(Collected data)
----
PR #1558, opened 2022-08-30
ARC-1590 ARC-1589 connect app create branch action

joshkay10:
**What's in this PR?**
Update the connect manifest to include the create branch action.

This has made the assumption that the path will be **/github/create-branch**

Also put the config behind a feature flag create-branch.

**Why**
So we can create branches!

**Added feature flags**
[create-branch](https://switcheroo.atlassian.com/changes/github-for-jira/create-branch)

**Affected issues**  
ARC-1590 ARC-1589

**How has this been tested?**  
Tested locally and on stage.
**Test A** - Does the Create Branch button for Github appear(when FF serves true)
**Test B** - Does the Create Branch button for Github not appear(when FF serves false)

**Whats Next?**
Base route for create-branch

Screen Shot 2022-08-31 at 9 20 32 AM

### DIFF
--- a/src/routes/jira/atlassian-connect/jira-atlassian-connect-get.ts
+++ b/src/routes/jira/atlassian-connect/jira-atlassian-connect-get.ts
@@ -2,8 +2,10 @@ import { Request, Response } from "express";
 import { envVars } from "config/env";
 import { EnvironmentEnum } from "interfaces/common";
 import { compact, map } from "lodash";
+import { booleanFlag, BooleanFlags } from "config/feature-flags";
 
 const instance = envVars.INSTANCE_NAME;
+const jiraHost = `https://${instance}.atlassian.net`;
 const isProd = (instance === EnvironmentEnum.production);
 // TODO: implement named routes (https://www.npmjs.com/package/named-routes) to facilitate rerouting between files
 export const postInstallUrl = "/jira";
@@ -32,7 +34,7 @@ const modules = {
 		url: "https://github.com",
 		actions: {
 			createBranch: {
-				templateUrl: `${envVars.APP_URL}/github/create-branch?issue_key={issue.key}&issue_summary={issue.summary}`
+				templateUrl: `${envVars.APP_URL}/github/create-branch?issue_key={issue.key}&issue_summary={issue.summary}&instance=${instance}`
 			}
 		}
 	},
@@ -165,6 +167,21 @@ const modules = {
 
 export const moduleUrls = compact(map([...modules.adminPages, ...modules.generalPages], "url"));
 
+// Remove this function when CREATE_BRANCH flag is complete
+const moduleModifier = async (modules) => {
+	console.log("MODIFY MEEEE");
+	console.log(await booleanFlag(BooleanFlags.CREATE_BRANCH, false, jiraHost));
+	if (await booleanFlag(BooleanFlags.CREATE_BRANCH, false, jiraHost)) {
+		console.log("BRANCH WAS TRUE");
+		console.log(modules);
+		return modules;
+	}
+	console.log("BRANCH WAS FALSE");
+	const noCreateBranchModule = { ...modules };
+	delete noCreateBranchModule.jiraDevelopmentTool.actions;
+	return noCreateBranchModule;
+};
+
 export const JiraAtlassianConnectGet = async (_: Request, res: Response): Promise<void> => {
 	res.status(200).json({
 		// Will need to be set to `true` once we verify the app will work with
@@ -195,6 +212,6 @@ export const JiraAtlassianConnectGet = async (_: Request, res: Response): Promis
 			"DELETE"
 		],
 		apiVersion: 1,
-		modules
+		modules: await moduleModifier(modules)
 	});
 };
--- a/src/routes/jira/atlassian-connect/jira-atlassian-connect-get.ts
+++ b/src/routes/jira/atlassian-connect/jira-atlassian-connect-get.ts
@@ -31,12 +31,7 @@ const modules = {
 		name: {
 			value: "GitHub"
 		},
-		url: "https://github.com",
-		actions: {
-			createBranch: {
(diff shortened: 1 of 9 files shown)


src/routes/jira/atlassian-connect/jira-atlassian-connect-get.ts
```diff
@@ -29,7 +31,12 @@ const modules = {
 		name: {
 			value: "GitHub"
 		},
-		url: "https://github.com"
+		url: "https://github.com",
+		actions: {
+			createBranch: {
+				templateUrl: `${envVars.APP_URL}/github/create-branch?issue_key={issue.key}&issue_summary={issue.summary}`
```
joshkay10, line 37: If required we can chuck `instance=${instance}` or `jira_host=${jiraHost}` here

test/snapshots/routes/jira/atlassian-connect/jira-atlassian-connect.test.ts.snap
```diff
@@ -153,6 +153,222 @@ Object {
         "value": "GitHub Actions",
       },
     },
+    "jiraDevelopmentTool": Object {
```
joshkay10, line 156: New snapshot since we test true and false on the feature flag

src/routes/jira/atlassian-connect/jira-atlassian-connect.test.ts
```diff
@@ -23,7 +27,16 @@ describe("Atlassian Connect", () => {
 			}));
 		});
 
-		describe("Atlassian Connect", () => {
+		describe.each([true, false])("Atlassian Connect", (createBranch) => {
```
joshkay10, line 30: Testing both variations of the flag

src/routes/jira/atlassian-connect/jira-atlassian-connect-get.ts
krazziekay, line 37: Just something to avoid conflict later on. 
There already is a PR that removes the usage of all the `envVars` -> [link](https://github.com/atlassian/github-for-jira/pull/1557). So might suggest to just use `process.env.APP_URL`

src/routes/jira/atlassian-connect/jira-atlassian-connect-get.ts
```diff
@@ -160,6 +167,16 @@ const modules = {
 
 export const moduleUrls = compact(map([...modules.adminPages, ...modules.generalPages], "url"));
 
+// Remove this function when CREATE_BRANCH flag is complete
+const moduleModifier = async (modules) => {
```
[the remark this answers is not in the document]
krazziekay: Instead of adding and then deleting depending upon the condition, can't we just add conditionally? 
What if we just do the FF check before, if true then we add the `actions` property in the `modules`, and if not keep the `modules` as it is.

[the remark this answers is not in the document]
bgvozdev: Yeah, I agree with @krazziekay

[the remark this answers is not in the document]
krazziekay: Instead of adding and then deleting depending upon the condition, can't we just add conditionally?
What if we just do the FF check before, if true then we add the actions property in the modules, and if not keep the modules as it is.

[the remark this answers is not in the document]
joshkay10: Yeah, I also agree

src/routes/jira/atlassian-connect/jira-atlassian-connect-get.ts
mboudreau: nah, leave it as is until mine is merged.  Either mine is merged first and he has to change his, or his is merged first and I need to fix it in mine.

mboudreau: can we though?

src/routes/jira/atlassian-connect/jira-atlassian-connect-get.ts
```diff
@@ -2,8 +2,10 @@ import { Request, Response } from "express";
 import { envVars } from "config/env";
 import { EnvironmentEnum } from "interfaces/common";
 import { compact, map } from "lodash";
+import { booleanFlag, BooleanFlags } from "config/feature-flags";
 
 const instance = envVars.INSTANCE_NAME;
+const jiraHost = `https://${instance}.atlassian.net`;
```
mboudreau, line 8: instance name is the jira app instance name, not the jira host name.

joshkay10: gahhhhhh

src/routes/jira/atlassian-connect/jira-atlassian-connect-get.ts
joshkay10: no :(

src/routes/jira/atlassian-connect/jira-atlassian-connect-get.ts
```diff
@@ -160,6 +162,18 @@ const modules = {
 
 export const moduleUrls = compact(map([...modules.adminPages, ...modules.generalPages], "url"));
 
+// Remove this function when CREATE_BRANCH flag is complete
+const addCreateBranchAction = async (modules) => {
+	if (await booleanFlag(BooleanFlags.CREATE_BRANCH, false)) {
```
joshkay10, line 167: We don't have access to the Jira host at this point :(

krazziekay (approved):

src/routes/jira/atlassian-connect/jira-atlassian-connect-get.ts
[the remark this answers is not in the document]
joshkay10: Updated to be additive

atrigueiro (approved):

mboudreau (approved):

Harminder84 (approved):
----
**EXERCISE BRIEF**: Your task is to retype all of the lines above exactly.

**OUTPUT FOR THIS EXERCISE**:
PR #1558, opened 2022-08-30
ARC-1590 ARC-1589 connect app create branch action

joshkay10:
**What's in this PR?**
Update the connect manifest to include the create branch action.

This has made the assumption that the path will be **/github/create-branch**

Also put the config behind a feature flag create-branch.

**Why**
So we can create branches!

**Added feature flags**
[create-branch](https://switcheroo.atlassian.com/changes/github-for-jira/create-branch)

**Affected issues**  
ARC-1590 ARC-1589

**How has this been tested?**  
Tested locally and on stage.
**Test A** - Does the Create Branch button for Github appear(when FF serves true)
**Test B** - Does the Create Branch button for Github not appear(when FF serves false)

**Whats Next?**
Base route for create-branch

Screen Shot 2022-08-31 at 9 20 32 AM

### DIFF
--- a/src/routes/jira/atlassian-connect/jira-atlassian-connect-get.ts
+++ b/src/routes/jira/atlassian-connect/jira-atlassian-connect-get.ts
@@ -2,8 +2,10 @@ import { Request, Response } from "express";
 import { envVars } from "config/env";
 import { EnvironmentEnum } from "interfaces/common";
 import { compact, map } from "lodash";
+import { booleanFlag, BooleanFlags } from "config/feature-flags";
 
 const instance = envVars.INSTANCE_NAME;
+const jiraHost = `https://${instance}.atlassian.net`;
 const isProd = (instance === EnvironmentEnum.production);
 // TODO: implement named routes (https://www.npmjs.com/package/named-routes) to facilitate rerouting between files
 export const postInstallUrl = "/jira";
@@ -32,7 +34,7 @@ const modules = {
 		url: "https://github.com",
 		actions: {
 			createBranch: {
-				templateUrl: `${envVars.APP_URL}/github/create-branch?issue_key={issue.key}&issue_summary={issue.summary}`
+				templateUrl: `${envVars.APP_URL}/github/create-branch?issue_key={issue.key}&issue_summary={issue.summary}&instance=${instance}`
 			}
 		}
 	},
@@ -165,6 +167,21 @@ const modules = {
 
 export const moduleUrls = compact(map([...modules.adminPages, ...modules.generalPages], "url"));
 
+// Remove this function when CREATE_BRANCH flag is complete
+const moduleModifier = async (modules) => {
+	console.log("MODIFY MEEEE");
+	console.log(await booleanFlag(BooleanFlags.CREATE_BRANCH, false, jiraHost));
+	if (await booleanFlag(BooleanFlags.CREATE_BRANCH, false, jiraHost)) {
+		console.log("BRANCH WAS TRUE");
+		console.log(modules);
+		return modules;
+	}
+	console.log("BRANCH WAS FALSE");
+	const noCreateBranchModule = { ...modules };
+	delete noCreateBranchModule.jiraDevelopmentTool.actions;
+	return noCreateBranchModule;
+};
+
 export const JiraAtlassianConnectGet = async (_: Request, res: Response): Promise<void> => {
 	res.status(200).json({
 		// Will need to be set to `true` once we verify the app will work with
@@ -195,6 +212,6 @@ export const JiraAtlassianConnectGet = async (_: Request, res: Response): Promis
 			"DELETE"
 		],
 		apiVersion: 1,
-		modules
+		modules: await moduleModifier(modules)
 	});
 };
--- a/src/routes/jira/atlassian-connect/jira-atlassian-connect-get.ts
+++ b/src/routes/jira/atlassian-connect/jira-atlassian-connect-get.ts
@@ -31,12 +31,7 @@ const modules = {
 		name: {
 			value: "GitHub"
 		},
-		url: "https://github.com",
-		actions: {
-			createBranch: {
(diff shortened: 1 of 9 files shown)


src/routes/jira/atlassian-connect/jira-atlassian-connect-get.ts
```diff
@@ -29,7 +31,12 @@ const modules = {
 		name: {
 			value: "GitHub"
 		},
-		url: "https://github.com"
+		url: "https://github.com",
+		actions: {
+			createBranch: {
+				templateUrl: `${envVars.APP_URL}/github/create-branch?issue_key={issue.key}&issue_summary={issue.summary}`
```
joshkay10, line 37: If required we can chuck `instance=${instance}` or `jira_host=${jiraHost}` here

test/snapshots/routes/jira/atlassian-connect/jira-atlassian-connect.test.ts.snap
```diff
@@ -153,6 +153,222 @@ Object {
         "value": "GitHub Actions",
       },
     },
+    "jiraDevelopmentTool": Object {
```
joshkay10, line 156: New snapshot since we test true and false on the feature flag

src/routes/jira/atlassian-connect/jira-atlassian-connect.test.ts
```diff
@@ -23,7 +27,16 @@ describe("Atlassian Connect", () => {
 			}));
 		});
 
-		describe("Atlassian Connect", () => {
+		describe.each([true, false])("Atlassian Connect", (createBranch) => {
```
joshkay10, line 30: Testing both variations of the flag

src/routes/jira/atlassian-connect/jira-atlassian-connect-get.ts
krazziekay, line 37: Just something to avoid conflict later on. 
There already is a PR that removes the usage of all the `envVars` -> [link](https://github.com/atlassian/github-for-jira/pull/1557). So might suggest to just use `process.env.APP_URL`

src/routes/jira/atlassian-connect/jira-atlassian-connect-get.ts
```diff
@@ -160,6 +167,16 @@ const modules = {
 
 export const moduleUrls = compact(map([...modules.adminPages, ...modules.generalPages], "url"));
 
+// Remove this function when CREATE_BRANCH flag is complete
+const moduleModifier = async (modules) => {
```
[the remark this answers is not in the document]
krazziekay: Instead of adding and then deleting depending upon the condition, can't we just add conditionally? 
What if we just do the FF check before, if true then we add the `actions` property in the `modules`, and if not keep the `modules` as it is.

[the remark this answers is not in the document]
bgvozdev: Yeah, I agree with @krazziekay

[the remark this answers is not in the document]
krazziekay: Instead of adding and then deleting depending upon the condition, can't we just add conditionally?
What if we just do the FF check before, if true then we add the actions property in the modules, and if not keep the modules as it is.

[the remark this answers is not in the document]
joshkay10: Yeah, I also agree

src/routes/jira/atlassian-connect/jira-atlassian-connect-get.ts
mboudreau: nah, leave it as is until mine is merged.  Either mine is merged first and he has to change his, or his is merged first and I need to fix it in mine.

mboudreau: can we though?

src/routes/jira/atlassian-connect/jira-atlassian-connect-get.ts
```diff
@@ -2,8 +2,10 @@ import { Request, Response } from "express";
 import { envVars } from "config/env";
 import { EnvironmentEnum } from "interfaces/common";
 import { compact, map } from "lodash";
+import { booleanFlag, BooleanFlags } from "config/feature-flags";
 
 const instance = envVars.INSTANCE_NAME;
+const jiraHost = `https://${instance}.atlassian.net`;
```
mboudreau, line 8: instance name is the jira app instance name, not the jira host name.

joshkay10: gahhhhhh

src/routes/jira/atlassian-connect/jira-atlassian-connect-get.ts
joshkay10: no :(

src/routes/jira/atlassian-connect/jira-atlassian-connect-get.ts
```diff
@@ -160,6 +162,18 @@ const modules = {
 
 export const moduleUrls = compact(map([...modules.adminPages, ...modules.generalPages], "url"));
 
+// Remove this function when CREATE_BRANCH flag is complete
+const addCreateBranchAction = async (modules) => {
+	if (await booleanFlag(BooleanFlags.CREATE_BRANCH, false)) {
```
joshkay10, line 167: We don't have access to the Jira host at this point :(

krazziekay (approved):

src/routes/jira/atlassian-connect/jira-atlassian-connect-get.ts
[the remark this answers is not in the document]
joshkay10: Updated to be additive

atrigueiro (approved):

mboudreau (approved):

Harminder84 (approved):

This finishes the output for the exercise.